Cette différence est décisive. Une aide à la recherche documentaire, un tuteur de guidance, un compagnon réflexif et un évaluateur automatisé ne posent ni les mêmes questions pédagogiques, ni les mêmes exigences de fiabilité, ni la même articulation avec l’humain. À mesure que l’IA monte en profondeur d’accompagnement, les enjeux de posture, de traçabilité, de supervision et de qualité pédagogique deviennent plus structurants.

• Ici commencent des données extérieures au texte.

PR #2040, opened 2021-07-02
remove warning from source and property pages

teallarson:
- Removed warning from both initial mapping on `source/[id]/mapping` and on the create property pages

"Files changed" tab makes it look more complicated than it is... I just removed the if statement/"are you sure" response.

### DIFF
--- a/ui/ui-components/pages/property/[id]/edit.tsx
+++ b/ui/ui-components/pages/property/[id]/edit.tsx
@@ -59,11 +59,6 @@ export default function Page(props) {
 
   async function onSubmit(event) {
     event.preventDefault();
-    // if (
-    //   window.confirm(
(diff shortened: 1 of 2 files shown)


evantahler (approved):
👍 

Are there any other `window.confirm` we might want to remove?

teallarson:
@evantahler There are quite a few places `window.confirm()` is still in use throughout `ui-components`... in `settings`, on many of the add/edit pages, on the resque page.  Not sure on the wanting to remove them part!

evantahler:
> @evantahler There are quite a few places `window.confirm()` is still in use throughout `ui-components`... in `settings`, on many of the add/edit pages, on the resque page. Not sure on the wanting to remove them part!

Ah, if there are that many, then we should probably talk about them separately and not shoehorn them into this PR :D.  Ship it!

Autrement dit, le sujet n’est pas d’ajouter un “compagnon IA” de plus dans un parcours. Le sujet est de définir une stratégie de compagnonnage : quel type d’aide est attendu, à quel niveau de profondeur, sur quels moments du parcours, avec quelles garanties, et dans quelle articulation avec les accompagnateurs humains.

Ce que cet épisode cherche à clarifier

Au fond, ce compagnonnage se laisse assez bien résumer par une matrice : en ligne, les cinq types de service rendus à l’apprenant (orienter, expliquer, entraîner, soutenir la réflexivité, évaluer) ; en colonne, les niveaux de profondeur, du simple outil d’appoint au compagnon intégré. Cette matrice montre que l’IA peut, là aussi, se glisser à tous les étages de l’accompagnement. La question n’est donc pas de la mettre partout, mais de décider précisément à quel étage elle a vraiment quelque chose à apporter, et à quelles conditions, pour que le compagnonnage reste structuré, lisible et pilotable dans la durée.

Cette matrice évite deux pièges. Le premier consiste à appeler “compagnon” n’importe quel chatbot branché sur une base documentaire. Le second consiste à croire qu’un agent très intégré est automatiquement meilleur, alors qu’un besoin pédagogique peut parfois être mieux servi par une aide plus légère, plus située et plus maîtrisable.

Le compagnonnage est sans doute l’une des familles d’usage les plus intéressantes à observer en 2026, parce qu’il touche au cœur même de l’expérience d’apprentissage : non plus seulement produire des contenus, mais soutenir un cheminement. C’est aussi l’une des plus exigeantes, parce qu’elle oblige à penser ensemble automatisation, accompagnement humain et qualité du geste pédagogique.